PR #1033, opened 2022-02-12
Timeout CI build job after 30 minutes

### LINKED ISSUE #1032: Consider adding timeouts to CI jobs to avoid runaway tests
## Detailed Description

See https://github.com/aptly-dev/aptly/pull/1023#issuecomment-1035983552

In order to avoid running out of our limited quota of GH Actions, I think it would make sense to add a timeout to CI jobs.
I don't know if GH Actions supports it.

lbolla:
Fix #1032

Fixes #

## Description of the Change

Add a 30 minutes timeout to CI build test, to avoid runaway tests.
Currently sane unittests run in less than 10 minutes.

### DIFF
--- a/.github/workflows/ci.yml
+++ b/.github/workflows/ci.yml
@@ -23,6 +23,7 @@ jobs:
     name: test
     runs-on: ubuntu-20.04
     continue-on-error: ${{ matrix.allow_failure }}
+    timeout-minutes: 30
     strategy:
       fail-fast: true
       matrix:


ximon18:
Looks good. The only thing I don't know is what happens if one of the matrix jobs has to wait for a free hosted runner before it can start - does the 30 minutes apply from the start of each matrix job or is across all matrix jobs and thus ones that started late could get timed out earlier than 30 minutes? I read the docs but didn't find the answer to this. I wondered because if you say sane jobs finish in 10 minutes then maybe 30 minutes is a bit on the high side and could be lower.

ximon18 (approved):

lbolla:
Failing test is caused by linux.del.com being down, which seems usual: https://www.dell.com/community/Systems-Management-General/linux-dell-com-down-or-decomissioned/td-p/7731548

randombenj (approved):
LGTM!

- **ACTIVITY**: Please, from the entries above, set down exactly the lines from the one containing "fail-fast: true" through the one containing "Looks good. The", and only those.

- **RESPONSE BOX**:
       fail-fast: true
       matrix:


ximon18:
Looks good. The only thing I don't know is what happens if one of the matrix jobs has to wait for a free hosted runner before it can start - does the 30 minutes apply from the start of each matrix job or is across all matrix jobs and thus ones that started late could get timed out earlier than 30 minutes? I read the docs but didn't find the answer to this. I wondered because if you say sane jobs finish in 10 minutes then maybe 30 minutes is a bit on the high side and could be lower.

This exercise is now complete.